I have a set of genes with GO terms assigned to the genes. I want only the terminal GO terms for each gene (terminal nodes within GO DAG). For example the gene "PFC0155c" has the following GO terms assigned to it:
GO:0003677 F DNA binding
GO:0003899 F DNA-directed RNA polymerase activity
GO:0005198 F structural molecule activity
GO:0005622 C intracellular
GO:0005623 C cell
GO:0005634 C nucleus
GO:0005665 C DNA-directed RNA polymerase II, core complex
GO:0005730 C nucleolus
GO:0006139 P nucleobase-containing compound metabolic process
GO:0006351 P transcription, DNA-templated
GO:0006366 P transcription from RNA polymerase II promoter
GO:0006725 P cellular aromatic compound metabolic process
GO:0006807 P nitrogen compound metabolic process
GO:0008152 P metabolic process
GO:0009058 P biosynthetic process
GO:0009059 P macromolecule biosynthetic process
GO:0009987 P cellular process
GO:0010467 P gene expression
GO:0016070 P RNA metabolic process
GO:0018130 P heterocycle biosynthetic process
GO:0019438 P aromatic compound biosynthetic process
GO:0031974 C membrane-enclosed lumen
GO:0031981 C nuclear lumen
GO:0032774 P RNA biosynthetic process
GO:0032991 C macromolecular complex
GO:0034641 P cellular nitrogen compound metabolic process
GO:0034645 P cellular macromolecule biosynthetic process
GO:0034654 P nucleobase-containing compound biosynthetic process
GO:0043170 P macromolecule metabolic process
GO:0043226 C organelle
GO:0043227 C membrane-bounded organelle
GO:0043229 C intracellular organelle
GO:0043231 C intracellular membrane-bounded organelle
GO:0043233 C organelle lumen
GO:0043234 C protein complex
GO:0044237 P cellular metabolic process
GO:0044238 P primary metabolic process
GO:0044249 P cellular biosynthetic process
GO:0044260 P cellular macromolecule metabolic process
GO:0044271 P cellular nitrogen compound biosynthetic process
GO:0044422 C organelle part
GO:0044424 C intracellular part
GO:0044428 C nuclear part
GO:0044446 C intracellular organelle part
GO:0044464 C cell part
GO:0046483 P heterocycle metabolic process
GO:0070013 C intracellular organelle lumen
GO:0071704 P organic substance metabolic process
GO:0090304 P nucleic acid metabolic process
GO:1901360 P organic cyclic compound metabolic process
GO:1901362 P organic cyclic compound biosynthetic process
GO:1901576 P organic substance biosynthetic process
GO:1902494 C catalytic complex
GO:1990234 C transferase complex
When the above assigned GO terms are visualize in GO DAG (see picture below, colored boxes represent GO terms assigned to gene "PFC0155c"), there are 6 terminal GO terms (Reddish Ovals in picture) for the Biological Processes, Cellular Components, and Molecular Functions ontologies:
GO:0003677 F DNA binding
GO:0005198 F structural molecule activity
GO:0003899 F DNA-directed RNA polymerase activity
GO:0006366 P transcription from RNA polymerase II promoter
GO:0005730 C nucleolus
GO:0005665 C DNA-directed RNA polymerase II, core complex
The 6 terminal GO terms are the ones I want from the initial assigned list. I have 1600+ genes for which I want terminal GO terms from assigned GO terms.

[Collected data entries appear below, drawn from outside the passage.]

PR #1422, opened 2016-11-23
Chen/google webmaster copy

enjoyear:
This pull request is a copy of my branch chen/google-webmaster. Previously it was merged using "git rebase" and got duplicated commits. Now I am merging with "git merge", so recreate a new pull request here.


shirshanka:
@enjoyear : Can you move the code under gobblin-modules/google-webmaster ? 

We're trying to not have gobblin-core be a kitchen sink of integrations for every data system. 

You can look at the gobblin-modules/gobblin-kafka-08  module as an example.

enjoyear:
@shirshanka This is done. Please review my last commit(7a5fe1f).

chavdar:
@enjoyear google-ingestion/ is a bit too generic a name. As @shirshanka suggested, google-webmaster or google-source-webmaster are more descriptive.

enjoyear:
@chavdar this is just a beginning. You just see gobblin.ingestion.google.webmaster for now. There are more coming. For example, the next one is gobblin.ingestion.google.adwords.

chavdar:
I see. Do they share code/libraries? If yes, it makes sense to keep them in the same module.

enjoyear:
@chavdar Actually, only the credential/login part share quite similar code. The rest of the code depends on different APIs/jars provided by google.

enjoyear:
@chavdar By the way, the code under gobblin-core/src/main/java/gobblin/source/extractor/extract/google should be moved under this google-ingestion module as well. Ideally, this refactoring can start after this pull request is finished.

chavdar:
YEs, we are in the process of refactoring the code and taking dependencies out.

gobblin-modules/google-ingestion/src/main/java/gobblin/ingestion/google/webmaster/GoogleWebmasterDataFetcherImpl.java
```diff
@@ -0,0 +1,366 @@
...
+      while (!toProcess.isEmpty()) {
+        submitJob(toProcess.poll(), countryFilter, startDate, endDate, dimensions, es, allPages, nextRound);
+        try {
+          Thread.sleep(275); //Submit roughly 4 jobs per second.
+        } catch (InterruptedException ignored) {
+        }
+      }
+      //wait for jobs to finish and start next round if necessary.
+      try {
+        es.shutdown();
```
chavdar: ExecutorUtils has a helper method for shutting down ExecutorServices.

gobblin-modules/google-ingestion/src/main/java/gobblin/ingestion/google/webmaster/GoogleWebmasterDataFetcherImpl.java
```diff
@@ -0,0 +1,366 @@
...
+    ConcurrentLinkedDeque<String> allPages = new ConcurrentLinkedDeque<>();
+    Random random = new Random();
+    //we need to retry many times because the path may be very long
+    final int retry = 120;
+    int r = 0;
+    while (r <= retry) {
+      ++r;
+      LOG.info(String.format("Get pages at round %d with size %d.", r, toProcess.size()));
+      ConcurrentLinkedDeque<Pair<String, FilterOperator>> nextRound = new ConcurrentLinkedDeque<>();
+      ExecutorService es = Executors.newFixedThreadPool(10, new ThreadFactory() {
```
chavdar: As before, check out ExecutorUtils

gobblin-modules/google-ingestion/src/main/java/gobblin/ingestion/google/webmaster/GoogleWebmasterDataFetcherImpl.java
```diff
@@ -0,0 +1,366 @@
...
+  private Collection<String> getPages(String startDate, String endDate, List<Dimension> dimensions,
+      ApiDimensionFilter countryFilter, Queue<Pair<String, FilterOperator>> toProcess) throws IOException {
+    String country = GoogleWebmasterFilter.countryFilterToString(countryFilter);
+
+    ConcurrentLinkedDeque<String> allPages = new ConcurrentLinkedDeque<>();
+    Random random = new Random();
+    //we need to retry many times because the path may be very long
+    final int retry = 120;
+    int r = 0;
+    while (r <= retry) {
```
chavdar: This seems to be fairly complicated with a few arbitrary constants. I don't also think that the concept of rounds is necessary. I suggest having a look at https://github.com/google/guava/wiki/ListenableFutureExplained .

Here is one option:
- You keep two global counters: runningJobs and failedJobs and a Condition variable jobFinished.
- Convert the implementation submitJob to a Callable or Runnable object with all current parameters plus a retry counter. The object also implements FutureCallback:
     - onSuccess, if there are new jobs to be submitted, it will call submitJob() recursively for them; then it decreases the runningJobs counter; signal jobFinished
     - onFailure, it will increase the retry counter; if too, many retries, it will increase the failedJobs counter, decrease the running jobsCounter. If there are more, retries, it re-submits the job; signal jobFinished
- submitJob itself will:
   - Increase the runningJobs counter
   - Submit a ListenableFuture with the above Callable/Runnable and add the future as a callback to itself.
- getPages() submits the initial job(s) to the executor service and then just waits on the condition jobFinished until either 0 == runningJobs or 0 < failedJobs .

gobblin-modules/google-ingestion/src/main/java/gobblin/ingestion/google/webmaster/GoogleWebmasterDataFetcherImpl.java
```diff
@@ -0,0 +1,366 @@
...
+
+  private int getPagesSize(final String startDate, final String endDate, final String country,
+      final List<Dimension> requestedDimensions, final List<ApiDimensionFilter> apiDimensionFilters)
+      throws IOException {
+
+    int startRow = 0;
+    int count = 4;
+    final ExecutorService es = Executors.newFixedThreadPool(count);
+    int r = 0;
+    while (r < 50) {
```
enjoyear: No. Those are not random numbers. Those empirical number took me a long time to achieve the best balance among speed, retries and reliability. Check details at this PPT https://iwww.corp.linkedin.com/wiki/cf/display/DWH/Google+Search+Console+Data+Ingestion#GoogleSearchConsoleDataIngestion-PPTPresentation

gobblin-modules/google-ingestion/src/main/java/gobblin/ingestion/google/webmaster/GoogleWebMasterSource.java
```diff
@@ -0,0 +1,178 @@
...
+ * The minimum unit of querying range is date. Change the range by configuring "source.querybased.start.value" and "source.querybased.end.value". Note that the analytics data for Google Search Console has a delay or 3 days. So cap your configuration of "source.querybased.append.max.watermark.limit" by "CURRENTDATE-3". See the documentation details of each configuration in the GoogleWebMasterSource fields.
+ *
+ */
+abstract class GoogleWebMasterSource extends QueryBasedSource<String, String[]> {
+
+  /**
+   * Must Provide.
+   * Provide the property site URL whose google search analytics data you want to download
+   */
+  public static final String KEY_PROPERTY = "source.google_webmasters.property";
```
enjoyear: Done

gobblin-modules/google-ingestion/build.gradle
```diff
@@ -0,0 +1,50 @@
...
+  compile externalDependency.typesafeConfig
+  compile externalDependency.findBugsAnnotations
+
+  testCompile project(":gobblin-test-utils")
+  testCompile externalDependency.jsonAssert
+  testCompile externalDependency.mockito
+  testCompile externalDependency.testng
+}
+
+configurations {
```
enjoyear: Done

gobblin-modules/google-ingestion/src/main/java/gobblin/ingestion/google/webmaster/GoogleWebmasterDataFetcherImpl.java
enjoyear: In short, there is a quota limit. You need to control the speed of your requests. Otherwise, you will run into "disasters".

gobblin-modules/google-ingestion/src/main/java/gobblin/ingestion/google/webmaster/GoogleWebmasterDataFetcherImpl.java
```diff
@@ -0,0 +1,366 @@
...
+                  return pages.size() + start;
+                } else {
+                  //The size is not determined.
+                  return -1;
+                }
+              } catch (IOException e) {
+                LOG.info(String.format("Getting page size from %s failed. Retrying...", start));
+              }
+              try {
+                Thread.sleep(200);
```
enjoyear: No. This will not retry forever. Check this line **Integer integer = result.get(2, TimeUnit.MINUTES);**. The job will timeout in two minutes. But I will improve the thread exit based on interruption. And in this case, I don't need exponential back-off. Linear is good enough for me. Thank you for pointing that out, I will utilize that library in the future when I need exponential back-off.

gobblin-modules/google-ingestion/src/main/java/gobblin/ingestion/google/webmaster/GoogleWebmasterDataFetcherImpl.java
```diff
@@ -0,0 +1,366 @@
...
+          Thread t = Executors.defaultThreadFactory().newThread(r);
+          t.setDaemon(true);
+          return t;
+        }
+      });
+
+      while (!toProcess.isEmpty()) {
+        submitJob(toProcess.poll(), countryFilter, startDate, endDate, dimensions, es, allPages, nextRound);
+        try {
+          Thread.sleep(275); //Submit roughly 4 jobs per second.
```
enjoyear: This is not a google-mandated limit, but a good number that I realized during testing. It can suppress a lot of retries.

gobblin-modules/google-ingestion/src/main/java/gobblin/ingestion/google/webmaster/GoogleWebmasterDataFetcherImpl.java
enjoyear: As before, ExecutorUtils doesn't seem to provide fixed daemon thread pool.

gobblin-modules/google-ingestion/src/main/java/gobblin/ingestion/google/webmaster/GoogleWebmasterDataFetcherImpl.java
enjoyear: I tried to use the helper method, however, it doesn't support customized error/warning message for logs. So I cannot use it here.

gobblin-modules/google-ingestion/src/main/java/gobblin/ingestion/google/webmaster/GoogleWebmasterExtractor.java
```diff
@@ -0,0 +1,221 @@
...
+    return new ArrayList<>();
+  }
+
+  private static Credential getCredential(WorkUnitState wuState) {
+    String scope = wuState.getProp(GoogleCommonKeys.API_SCOPES, WebmastersScopes.WEBMASTERS_READONLY);
+    Preconditions.checkArgument(
+        Objects.equals(WebmastersScopes.WEBMASTERS_READONLY, scope) || Objects.equals(WebmastersScopes.WEBMASTERS,
+            scope), "The scope for WebMaster must either be WEBMASTERS_READONLY or WEBMASTERS");
+
+    String credentialFile = wuState.getProp(SOURCE_CONN_PRIVATE_KEY);
```
enjoyear: The SOURCE_CONN_PRIVATE_KEY here is a path to the private key file, which will be kept at a place with limited access. So does the master password file in your case. But thank you for sharing this because my next project will need this feature.

chavdar: In that case, can you just use a different property instead, say, SOURCE_CONN_PRIVATE_KEY_PATH ?

gobblin-modules/google-ingestion/src/main/java/gobblin/ingestion/google/webmaster/GoogleWebmasterDataFetcherImpl.java
```diff
@@ -0,0 +1,366 @@
...
+    return jobs;
+  }
+
+  private int getPagesSize(final String startDate, final String endDate, final String country,
+      final List<Dimension> requestedDimensions, final List<ApiDimensionFilter> apiDimensionFilters)
+      throws IOException {
+
+    int startRow = 0;
+    int count = 4;
+    final ExecutorService es = Executors.newFixedThreadPool(count);
```
chavdar: Executors.newFixedThreadPool(count, ExecutorUtils.newDaemonThreadFactory(..))

gobblin-modules/google-ingestion/src/main/java/gobblin/ingestion/google/webmaster/GoogleWebmasterDataFetcherImpl.java
chavdar: It's still not completely clear for me but you've done your homework. Please make those named constants and if possible add some intuition why they are what they are. Some of those magic constants my be driven by the Google implementation which may change in the future.

gobblin-modules/google-ingestion/src/main/java/gobblin/ingestion/google/webmaster/GoogleWebmasterDataFetcherImpl.java
chavdar: I am still not 100% sure what the code optimizes for. Is it number of concurrent requests, request rate/thread, total request rate, etc? I'll try to read your presentation more carefully but adding some comments in the code will help.

If you want to limit the number of concurrent requests, a fixed thread pool will do.
If you want to control the request submission rate, I'd claim that single job queue is a better approach. 

The rate of job submission in the thread-pool need not be == the request submission rate. You can use a gobblin.util.limiter.RateBasedLimiter before sending the request. That will make sure that you don't submit requests at a higher rate. That will guarantee you that you don't go over the limit yet you'll have more consistent flow of requests. I find the current Sleep-based approach fragile and the submission rate can vary greatly depending on the latency to send a request.

In the current, round-based approach, a single round can be held up by a single request that is taking longer to process on the Google side. During that time, you are not sending any requests.

gobblin-modules/google-ingestion/src/main/java/gobblin/ingestion/google/webmaster/GoogleWebmasterDataFetcherImpl.java
chavdar: It gives you a thread factory that you can pass to the thread pool.

gobblin-modules/google-ingestion/src/main/java/gobblin/ingestion/google/webmaster/GoogleWebmasterDataFetcherImpl.java
chavdar: Ok

gobblin-modules/google-ingestion/src/main/java/gobblin/ingestion/google/webmaster/GoogleWebmasterDataFetcherImpl.java
enjoyear: Oops, my bad... Thank you.

gobblin-modules/google-ingestion/src/main/java/gobblin/ingestion/google/webmaster/GoogleWebmasterDataFetcherImpl.java
enjoyear: Done

gobblin-modules/google-ingestion/src/main/java/gobblin/ingestion/google/webmaster/GoogleWebmasterDataFetcher.java
```diff
@@ -0,0 +1,94 @@
...
+
+  public static List<String[]> convertResponse(List<Metric> requestedMetrics, SearchAnalyticsQueryResponse response) {
+    List<ApiDataRow> rows = response.getRows();
+    if (rows == null || rows.isEmpty()) {
+      return new ArrayList<>();
+    }
+    List<String[]> ret = new ArrayList<>(rows.size());
+    for (ApiDataRow row : rows) {
+      List<String> keys = row.getKeys();
+      String[] data = new String[keys.size() + 4];
```
abti: requestedMetrics might be lesser or more than 4 now / or in future. So, initializing data[] with keys.size() + 4 might run into an issue. how about either making it dynamic or applying a Precondition and documenting this

gobblin-modules/google-ingestion/src/main/java/gobblin/ingestion/google/webmaster/GoogleWebmasterDataFetcherImpl.java
```diff
@@ -0,0 +1,383 @@
...
+                  return -1;
+                }
+              } catch (IOException e) {
+                LOG.info(String.format("Getting page size from %s failed. Retrying...", start));
+              }
+              try {
+                Thread.sleep(200);
+              } catch (InterruptedException e) {
+                LOG.error(e.getMessage());
+                LOG.error(String.format(
```
abti: Please merge the two LOG.error in one, logs are mostly interleaved with each other due to multiple threads logging simultaneously

gobblin-modules/google-ingestion/src/main/java/gobblin/ingestion/google/webmaster/GoogleWebmasterDataFetcherImpl.java
```diff
@@ -0,0 +1,383 @@
...
+    return jobs;
+  }
+
+  private int getPagesSize(final String startDate, final String endDate, final String country,
+      final List<Dimension> requestedDimensions, final List<ApiDimensionFilter> apiDimensionFilters)
+      throws IOException {
+    int REQUESTS_COUNT_EACH_ROUND = 4;
+    //Each round will give you 20K(4*5000) pages. Doing 100 rounds can give 2 million pages.
+    //Normally 1 week has less than 200K pages. So 2 million pages are more than enough.
+    int MAXIMUM_ROUNDS = 100;
```
abti: Can we please make requests_count_each_round and maximum_rounds configurable, so that we can tweak velocity and request counts per round - should anything change (quota / network / google's API limitations) without re-deployment

gobblin-modules/google-ingestion/src/main/java/gobblin/ingestion/google/webmaster/GoogleWebmasterDataFetcherImpl.java
```diff
@@ -0,0 +1,383 @@
...
+                return -1;
+              }
+            }
+          }
+        });
+
+        results.add(submit);
+        try {
+          //Send 4 jobs per second.
+          Thread.sleep(250);
```
abti: Please make rate ie. number of request / sec configurable too, also I think you might be able to reuse RateLimiter here: gobblin.util.limiter.RateLimiter (for its sample usage: gobblin.util.limiter.RateBasedLimiterTest )

gobblin-modules/google-ingestion/src/main/java/gobblin/ingestion/google/webmaster/GoogleWebmasterDataFetcherImpl.java
```diff
@@ -0,0 +1,383 @@
...
+      LOG.info(String.format("Get pages at round %d with size %d.", r, toProcess.size()));
+      ConcurrentLinkedDeque<Pair<String, FilterOperator>> nextRound = new ConcurrentLinkedDeque<>();
+      ExecutorService es = Executors.newFixedThreadPool(10,
+          ExecutorsUtils.newDaemonThreadFactory(Optional.of(LOG), Optional.of(this.getClass().getSimpleName())));
+
+      while (!toProcess.isEmpty()) {
+        submitJob(toProcess.poll(), countryFilter, startDate, endDate, dimensions, es, allPages, nextRound);
+        try {
+          //Not a random number on a whim, this is a good practical number
+          Thread.sleep(275); //Submit roughly 4 jobs per second.
```
abti: same suggestion as above (for RateLimiter)

gobblin-modules/google-ingestion/src/main/java/gobblin/ingestion/google/webmaster/GoogleWebmasterDataFetcherImpl.java
abti: Jin recently added a Retryer factory within Gobblin code base that supports exponential as well as linear retries: gobblin.retry.RetryerFactory 
He has made use of it here: gobblin.source.extractor.extract.google.GoogleAnalyticsUnsampledExtractor method: requestUnsampledReport()

gobblin-modules/google-ingestion/src/main/java/gobblin/ingestion/google/webmaster/GoogleWebmasterDataFetcherImpl.java
```diff
@@ -0,0 +1,383 @@
...
+  private Collection<String> getPages(String startDate, String endDate, List<Dimension> dimensions,
+      ApiDimensionFilter countryFilter, Queue<Pair<String, FilterOperator>> toProcess) throws IOException {
+    String country = GoogleWebmasterFilter.countryFilterToString(countryFilter);
+
+    ConcurrentLinkedDeque<String> allPages = new ConcurrentLinkedDeque<>();
+    Random random = new Random();
+    //we need to retry many times because
+    // 1. the shared prefix path may be very long
+    // 2. the number of retries
+    final int retry = 120;
```
abti: As suggested above please also make this configurable too for easier control

chavdar:
@abti : how serious are the comments you made ? are you OK with merging the current implementation and having follow-up commit later?

abti:
@chavdar My comments are mostly complementary to what you had, but there are no blockers. I am okay with merging the current impl and have follow up commits later.

chavdar:
@enjoyear Some documentation in gobblin-docs/ will be greatly appreciated. I'd like to include this in the highlights of our 0.9 release notes.

gobblin-modules/google-ingestion/src/main/java/gobblin/ingestion/google/webmaster/GoogleWebMasterSourceWeekly.java
```diff
@@ -0,0 +1,51 @@
...
+
+public class GoogleWebMasterSourceWeekly extends GoogleWebMasterSource {
+  private static DateTimeFormatter _hmsFormatter = DateTimeFormat.forPattern("yyyyMMddHHmmss");
+
+  @Override
+  GoogleWebmasterExtractor createExtractor(WorkUnitState state, Map<String, Integer> columnPositionMap,
+      List<GoogleWebmasterFilter.Dimension> requestedDimensions,
+      List<GoogleWebmasterDataFetcher.Metric> requestedMetrics) throws IOException {
+
+    long lowWatermark = state.getWorkunit().getLowWatermark(LongWatermark.class).getValue();
```
enjoyear: Under what condition will this be null? QueryBasedSource guarantees workunit to have low water mark at line 130. I thought only work units with water marks could be created. If it would have a null exception, what could I do? Wrap it in an IOException? Which IOException should I use?

gobblin-modules/google-ingestion/src/main/java/gobblin/ingestion/google/webmaster/GoogleWebMasterSource.java
```diff
@@ -0,0 +1,178 @@
...
+ * The minimum unit of querying range is date. Change the range by configuring "source.querybased.start.value" and "source.querybased.end.value". Note that the analytics data for Google Search Console has a delay or 3 days. So cap your configuration of "source.querybased.append.max.watermark.limit" by "CURRENTDATE-3". See the documentation details of each configuration in the GoogleWebMasterSource fields.
+ *
+ */
+abstract class GoogleWebMasterSource extends QueryBasedSource<String, String[]> {
+
+  /**
+   * Must Provide.
+   * Provide the property site URL whose google search analytics data you want to download
+   */
+  public static final String KEY_PROPERTY = "source.google_webmasters.property_url";
```
enjoyear: Done

gobblin-modules/google-ingestion/src/main/java/gobblin/ingestion/google/webmaster/GoogleWebMasterSourceWeekly.java
```diff
@@ -0,0 +1,51 @@
+package gobblin.ingestion.google.webmaster;
+
+import gobblin.configuration.WorkUnitState;
```
enjoyear: Done

gobblin-modules/google-ingestion/src/main/java/gobblin/ingestion/google/webmaster/GoogleWebmasterClientImpl.java
```diff
@@ -0,0 +1,97 @@
...
+import java.util.List;
+import org.slf4j.Logger;
+import org.slf4j.LoggerFactory;
+
+import static gobblin.source.extractor.extract.google.GoogleCommonKeys.*;
+
+
+public class GoogleWebmasterClientImpl extends GoogleWebmasterClient {
+
+  private final static Logger LOG = LoggerFactory.getLogger(GoogleWebmasterClientImpl.class);
```
enjoyear: Done

enjoyear:
@chavdar Is the documentation about job configuration, talking about the meaning of each key? Or is it about the hierarchy of the code, talking about relationships among different classes and the responsibility of different classes?

chavdar:
Mostly user-facing: usage, configuration, etc. Dev is good too if you
expect other people to extend/contribute.

gobblin-modules/google-ingestion/src/main/java/gobblin/ingestion/google/webmaster/GoogleWebmasterDataFetcherImpl.java
enjoyear: Done

gobblin-modules/google-ingestion/src/main/java/gobblin/ingestion/google/webmaster/GoogleWebmasterDataFetcherImpl.java
enjoyear: Done

gobblin-modules/google-ingestion/src/main/java/gobblin/ingestion/google/webmaster/GoogleWebmasterDataFetcherImpl.java
enjoyear: Done

gobblin-modules/google-ingestion/src/main/java/gobblin/ingestion/google/webmaster/GoogleWebmasterDataFetcherImpl.java
enjoyear: Done

gobblin-modules/google-ingestion/src/main/java/gobblin/ingestion/google/webmaster/GoogleWebmasterDataFetcherImpl.java
enjoyear: After I apply the retryer, I feel like the code becomes a little bit harder to read. Please compare the following.
With retryer:
`List<Future<Integer>> results = new ArrayList<>((int) groupSize);

    Map<String, Object> configMap = ImmutableMap.<String, Object>builder()
        .put(RetryerFactory.RETRY_TIME_OUT_MS, TimeUnit.MINUTES.toMillis(TIME_OUT))
        .put(RetryerFactory.RETRY_INTERVAL_MS, Math.round(1000 / REQUESTS_PER_SECOND))
        .put(RetryerFactory.RETRY_TYPE, RetryerFactory.RetryType.FIXED.name()).build();
    Config retryConfig = ConfigFactory.parseMap(configMap);

    final Retryer<Integer> retryer = RetryerFactory.newInstance(retryConfig);

    while (true) {
      for (int i = 0; i < groupSize; ++i) {
        startRow += GoogleWebmasterClient.API_ROW_LIMIT;
        final int start = startRow;
        final String interruptedMsg = String
            .format("Interrupted while trying to get the size of all pages for %s. Current start row is %d.", country,
                start);

        Future<Integer> submit = es.submit(new Callable<Integer>() {
          @Override
          public Integer call() {
            log.info(String.format("Getting page size from %s...", start));

            Callable<Integer> retryCallable = new Callable<Integer>() {
              @Override
              public Integer call()
                  throws Exception {
                try {
                  LIMITER.acquirePermits(1);
                  List<String> pages = _client
                      .getPages(_siteProperty, startDate, endDate, country, GoogleWebmasterClient.API_ROW_LIMIT,
                          requestedDimensions, apiDimensionFilters, start);
                  if (pages.size() < GoogleWebmasterClient.API_ROW_LIMIT) {
                    return pages.size() + start;  //Figured out the size
                  } else {
                    return -1;
                  }
                } catch (InterruptedException e) {
                  log.error("RateBasedLimiter: " + interruptedMsg, e);
                  return -1;
                }
              }
            };

            try {
              return retryer.call(retryCallable);
            } catch (ExecutionException e) {
            } catch (RetryException e) {
              throw new RuntimeException(String
                  .format("Exceeding the timeout of %d minutes while getting the total size of all pages.", TIME_OUT),
                  e);
            }
          }
        });
        results.add(submit);
      }
      //Check the results group in order. The first non-negative count indicates the size of total pages.
      for (Future<Integer> result : results) {
        try {
          Integer integer = result.get();
          if (integer >= 0) {
            es.shutdownNow();
            return integer;
          }
        } catch (InterruptedException | ExecutionException e) {
        }
      }
      results.clear();
    }` 

Previous version without retryer:
`List<Future<Integer>> results = new ArrayList<>((int) groupSize);

    while (true) {
      for (int i = 0; i < groupSize; ++i) {
        startRow += GoogleWebmasterClient.API_ROW_LIMIT;
        final int start = startRow;
        final String interruptedMsg = String
            .format("Interrupted while trying to get the size of all pages for %s. Current start row is %d.", country,
                start);

        Future<Integer> submit = es.submit(new Callable<Integer>() {
          @Override
          public Integer call() {
            log.info(String.format("Getting page size from %s...", start));
            while (true) {
              if (Thread.interrupted()) {
                log.error(interruptedMsg);
                return -1;
              }
              try {
                LIMITER.acquirePermits(1);
                List<String> pages = _client
                    .getPages(_siteProperty, startDate, endDate, country, GoogleWebmasterClient.API_ROW_LIMIT,
                        requestedDimensions, apiDimensionFilters, start);
                if (pages.size() < GoogleWebmasterClient.API_ROW_LIMIT) {
                  return pages.size() + start;  //Figured out the size
                } else {
                  return -1;
                }
              } catch (IOException e) {
                log.info(String.format("Getting page size from %s failed. Retrying...", start));
              } catch (InterruptedException e) {
                log.error("RateBasedLimiter: " + interruptedMsg, e);
                return -1;
              }
            }
          }
        });
        results.add(submit);
      }
      //Check the results group in order. The first non-negative count indicates the size of total pages.
      for (Future<Integer> result : results) {
        try {
          Integer integer = result.get(GET_PAGE_SIZE_TIME_OUT, TimeUnit.MINUTES);
          if (integer >= 0) {
            es.shutdownNow();
            return integer;
          }
        } catch (InterruptedException | ExecutionException e) {
        } catch (TimeoutException e) {
          throw new RuntimeException(String
              .format("Exceeding the timeout of %d minutes while getting the total size of all pages.",
                  GET_PAGE_SIZE_TIME_OUT), e);
        }
      }
      results.clear();
    }`

I actually feel that the version without retryer is better in this case.

For other cases, I cannot use the retryer because the job can evolve based on the results, but the retryer only supports retrying static jobs.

Is there a way to automate this? Any ideas are welcomed. I would prefer to keep the association.
Thanks.
Hi Martin,
This is helpful, it should work. So for
CC=GOCCPARENTS, BP=GOBPPARENTS, MF=GOMFPARENTS
, is this for each GO terms and their ancestral/parent GO terms? If so can I get this information in a file?Thanks.
How did you created the object "db"?